About 75 percent of teens in households with annual incomes of $75,000 or more said they had heard of ChatGPT, Pew found, compared to just 41 percent of teens in households with annual incomes of less than $30,000.
Pew also asked teens if they had ever used ChatGPT to help them with their schoolwork. Only a small minority (13 percent) said yes.
The Pew survey results suggest that ChatGPT, at least for now, has not become the disruptive phenomenon in schools that its advocates and critics predict. Among the subset of teens who said they had heard of the chatbot, the vast majority (81 percent) said they had not used it to help with their schoolwork.
“Most teens have some level of knowledge about ChatGPT,” said Jeffrey Gottfried, associate director of research at Pew. “But this is not the majority of teenagers who are still incorporating it into their schoolwork.”
Cheating rates haven't changed much
Cheating has long been rampant in schools. In surveys of more than 70,000 high school students between 2002 and 2015, 64 percent said they had cheated on a test. And 58 percent said they had plagiarized.
Since the introduction of ChatGPT in 2022, the overall frequency of high school students reporting that they recently cheated has not increased, according to Stanford researchers.
The new research does not shed light on how often college students may employ chatbots as cheating robots. The Stanford and Pew researchers did not survey college students about their use of ai tools.
This year, Stanford researchers added survey questions that specifically asked high school students about their use of ai chatbots. This fall, between 12 and 28 percent of students at four high schools on the East Coast and West Coast said they had used an ai tool or digital device, such as ChatGPT or a smartphone, in the last month as unauthorized help during a test or school assignment. or task.
Among high school students who said they had used an ai chatbot, between 55 and 77 percent said they had used it to generate an idea for a job, project, or assignment; between 19 and 49 percent said they had used it to edit or complete part of an article; and about 9 to 16 percent said they had used it to write an entire paper or other assignment, the Stanford researchers found.
The findings could help shift discussions about chatbots in schools to focus less on fear of cheating and more on helping students learn to understand, use and think critically about new ai tools, the researchers said. .
““There are other ways to think about ai, not just as this uncontrollable temptation that undermines everything,” he said.
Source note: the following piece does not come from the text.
PR #933, opened 2021-10-18
Update antlr4 to 4.9.2

mint-thompson:
Completes task [CIMPL-832](https://standardhealthrecord.atlassian.net/browse/CIMPL-832).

Victor R. Lee, an associate professor at the Stanford Graduate School of Education who researches ai learning experiences and led the recent cheating research with Dr. Pope. “There are many more things that could and should be talked about in schools.”
'Not acceptable' for essay writing
While schools are still developing acceptable usage rules for ai tools, students are developing nuanced views on using ChatGPT for schoolwork.
Only 20 percent of teens ages 13 to 17 said they thought it was acceptable for students to use ChatGPT to write essays, Pew found. But almost 70 percent said it was acceptable for students to use the ai chatbot to research new topics.
This doesn't mean that students aren't trying to pass off chatbot-generated texts as their own schoolwork.
Christine Meade, an Advanced Placement history teacher at a high school in Vallejo, California, said chatbot cheating was widespread among 12th graders last spring. She even caught some using ai chatbots on their smartwatches during school exams.
But this year, after he told his students they could use ChatGPT and Bard for certain research projects, the situation “completely changed,” he said.
“I had a group of students in my AP history class who used chatbots to generate a list of events that happened right after the Civil War, in the 1880s,” Ms. Meade said. “It was pretty accurate, except for the event in the 1980s during the Reagan administration.”